PR #858, opened 2025-12-10
[FEAT] implement three scalar multiplication

zz-sol:
This is the first PR for enabling hEEA verification algorithm. See the discussions here  #856 

This PR has three commits for the ease of reviewing. 

The first commit is purely adding constants. The last commit is for benchmark and testing.
a0a6b03eb2da1c6b30a0ec44d5850152f22a97d3 is the main algorithm that is been implementated.


curve25519-dalek/Cargo.toml
```diff
@@ -61,6 +61,10 @@ serde = { version = "1.0", default-features = false, optional = true, features =
     "derive",
 ] }
 zeroize = { version = "1", default-features = false, optional = true }
+# temp use ethnum for u256/i256 which is more stable
+# a hand optimized i256 implementation (zz/impl_ches25_without_ethnum) is a little faster for heea computation
+# happy to merge those code if desired
+ethnum = "1.5"
```
tarcieri: Would definitely be good to get rid of this dependency

tarcieri:
Regarding tests, a `proptest` that `vartime_triple_scalar_mul_basepoint` is equivalent to either the raw operations on points/scalars or `Vartime(Precomputed)MultiscalarMul` sounds useful

curve25519-dalek/Cargo.toml
zz-sol: https://github.com/zz-sol/curve25519-dalek/pull/2/files

here is the PR.

tarcieri: Can you go ahead and merge it in so it can be reviewed in-band with this PR?

It looks like it also has performance benefits along with eliminating a dependency.

zz-sol: merged https://github.com/dalek-cryptography/curve25519-dalek/pull/859/commits/65b6374685a9d61e4d1a0c9c6ca084b5f679df11

zz-sol:
Hi gently ping to see if there is any updates on this PR?

tarcieri:
I still need to read the paper

tarcieri:
@zz-sol with `curve25519-dalek` v5.0.0 released we're probably in a better position to start looking at this, though I still have a ton of things on my plate.

I've now skimmed [the paper](https://tches.iacr.org/index.php/TCHES/article/view/12225) and done something superficially/structurally similar in `k256` which leverages the GLV endomorphism to decompose into two half-width scalars prior to wNAF/Straus multiscalar multiplication. hEEA seems like it has many similarities to that approach, although not leveraging an endomorphism.

I'll also note we have #323 open which leverages Pornin's lattice reduction using Lagrange's Algorithm, which is referred to in the hEEA paper. As I noted in #323 itself I think this work obsoletes that PR while also being smaller and therefore easier to review.

This PR actually ends up being smaller than it looks at first glance since a bulk of the additions are to precomputed lookup tables, so that's nice. Perhaps @rozbb can do another pass too.

I guess my immediate concern is testing: it doesn't seem like there are tests? If so I glossed over them. Perhaps you were expecting #859 to act as an integration test? It would be really nice to have some kind of unit tests as well.

In testing things like multiscalar multiplications in @RustCrypto crates I tend to use `proptest` and compare to equivalent single-scalar operations. I know quite a bit of formal verification went into the `curve25519-dalek` v5 release and it sure would be nice if that work could be extended to this PR as well, though I don't see that as a blocker for landing.

Notably it would be nice to see proptests of each backend that compare them to the equivalent set of single-scalar operations.

zz-sol:
> I guess my immediate concern is testing: it doesn't seem like there are tests? If so I glossed over them. Perhaps you were expecting https://github.com/dalek-cryptography/curve25519-dalek/pull/859 to act as an integration test? It would be really nice to have some kind of unit tests as well.


there were dedicated commitment for the testing code in this PR
- [unit test](https://github.com/dalek-cryptography/curve25519-dalek/pull/858/changes/8da112bca5ef2eedd8fd8d99027e787c49573814)
- [porp test](https://github.com/dalek-cryptography/curve25519-dalek/pull/858/changes/36819893d3b596197d6ecbd417622e798ead3e03)

the `porptest` is only available for serial backend though. I will add the rest backends.

This PR is for the MSM only. So the integration rest etc. are in follow up PRs. see https://github.com/dalek-cryptography/curve25519-dalek/pull/859

tarcieri:
Oh sorry, seems I glossed over that. Looks good for the serial backend, so if you add similar tests for the other backends I think we can do a more detailed review and get this merged.

zz-sol:
> Oh sorry, seems I glossed over that. Looks good for the serial backend, so if you add similar tests for the other backends I think we can do a more detailed review and get this merged.

Done.

curve25519-dalek/src/backend/vector/scalar_mul/vartime_triple_base.rs
```diff
@@ -0,0 +1,238 @@
...
+// Copyright (c) 2016-2019 Henry de Valence
+// See LICENSE for licensing information.
+
+#![allow(non_snake_case)]
+
+#[curve25519_dalek_derive::unsafe_target_feature_specialize(
+    "avx2",
+    conditional(
+        "avx512ifma,avx512vl",
+        all(curve25519_dalek_backend = "unstable_avx512", nightly)
```
tarcieri: We stabilized this in #913 


```suggestion
        curve25519_dalek_backend = "avx512"
```

tarcieri:
@zz-sol I tried to address the merge conflicts but some more work is needed

zz-sol:
> @zz-sol I tried to address the merge conflicts but some more work is needed

Oh yeah the RNG api has changed since the upgrade. It is now fixed and my CI is green

zz-sol:
gently ping on this

tarcieri:
Sorry, I'm way behind on reviews, will look next week

tarcieri (approved):
Would appreciate some additional review from @rozbb but otherwise this seems like a promising start to me

curve25519-dalek/src/backend/serial/scalar_mul/vartime_triple_base.rs
```diff
@@ -0,0 +1,323 @@
...
+pub fn mul_128_128_256(
+    a1: &Scalar,
+    A1: &EdwardsPoint,
+    a2: &Scalar,
+    A2: &EdwardsPoint,
+    b: &Scalar,
+) -> EdwardsPoint {
+    // assert that a1 and a2 are less than 2^128
+    debug_assert!(a1.as_bytes()[16..32].iter().all(|&b| b == 0));
+    debug_assert!(a2.as_bytes()[16..32].iter().all(|&b| b == 0));
```
tarcieri: One thing I guess I'm a little unclear on: the comment makes it sound like passing an unreduced scalar is an optimization problem, but it will cause a panic in debug mode due to the `debug_assert!`s. What happens when a non-canonical scalar is passed in a release build?

rozbb: Agree “this function is optimized for” is not strong enough. Should have a “panics” section

curve25519-dalek/src/backend/serial/scalar_mul/vartime_triple_base.rs
```diff
@@ -0,0 +1,323 @@
...
+            Ordering::Equal => {}
+        }
+
+        // Add contributions from b_hi*B' where B' = B * 2^128
+        match b_hi_naf[i].cmp(&0) {
+            Ordering::Greater => t = &t.as_extended() + &table_B_128.select(b_hi_naf[i] as usize),
+            Ordering::Less => t = &t.as_extended() - &table_B_128.select(-b_hi_naf[i] as usize),
+            Ordering::Equal => {}
+        }
+
```
rozbb, line 100: I think all the above repetition should be consolidated somewhere. A function/lambda if possible, but I’d be okay w a macro too

curve25519-dalek/src/backend/serial/scalar_mul/vartime_triple_base.rs
zz-sol: Good catch — with `debug_assert!` right now a non-canonical `a1` and `a2` would silently truncate to the low 128 bits and produce a wrong point.

I think we can do the following

- Either swap `debug_assert!` for `assert!` -- this makes the code a bit slower.
- Or make this function `pub(crate)`, since the only caller is the `b_lo` and `b_hi` decomposition internally, which already guarantees both halves are < 2^128 by construction.

We can also do both. My preference is just do the `pub(crate)`.

curve25519-dalek/src/backend/vector/scalar_mul/vartime_triple_base.rs
```diff
@@ -0,0 +1,235 @@
...
+            match b_hi_naf[i].cmp(&0) {
+                Ordering::Greater => {
+                    Q = &Q + &table_B_128.select(b_hi_naf[i] as usize);
+                }
+                Ordering::Less => {
+                    Q = &Q - &table_B_128.select(-b_hi_naf[i] as usize);
+                }
+                Ordering::Equal => {}
+            }
+
```
rozbb, line 125: Ditto here, could you reduce the repetition if possible?

curve25519-dalek/src/backend/serial/scalar_mul/vartime_triple_base.rs
rozbb: Actually, perhaps an even stronger property: why not expose a new type: `HalfWidthScalar`? It wouldn't have to implement the usual `Scalar` methods. Just a simple constructor that ensures that it's within bounds. This lets us remove the assert and the `panics` condition

rozbb (commented):
Looks good! Some small things here and there. Happy to have this land soon

rozbb:
The nightly errors are unrelated to this PR. Need to update `cpufeatures` to 0.3.1 once that drops.

I'll merge this now though. Thank you very muhc @zz-sol !

I see a 29% speedup between the two new benchmarks

zz-sol:
> The nightly errors are unrelated to this PR. Need to update cpufeatures to 0.3.1 once that drops.
> 
> I'll merge this now though. Thank you very muhc @zz-sol !
> 
> I see a 29% speedup between the two new benchmarks

Thanks! This is great to see. 

next step I will clean up #859 on top of this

§

Please return every line of the material above that includes "concern".

> _RESULT FOR THIS TASK_
I guess my immediate concern is testing: it doesn't seem like there are tests? If so I glossed over them. Perhaps you were expecting #859 to act as an integration test? It would be really nice to have some kind of unit tests as well.
> I guess my immediate concern is testing: it doesn't seem like there are tests? If so I glossed over them. Perhaps you were expecting https://github.com/dalek-cryptography/curve25519-dalek/pull/859 to act as an integration test? It would be really nice to have some kind of unit tests as well.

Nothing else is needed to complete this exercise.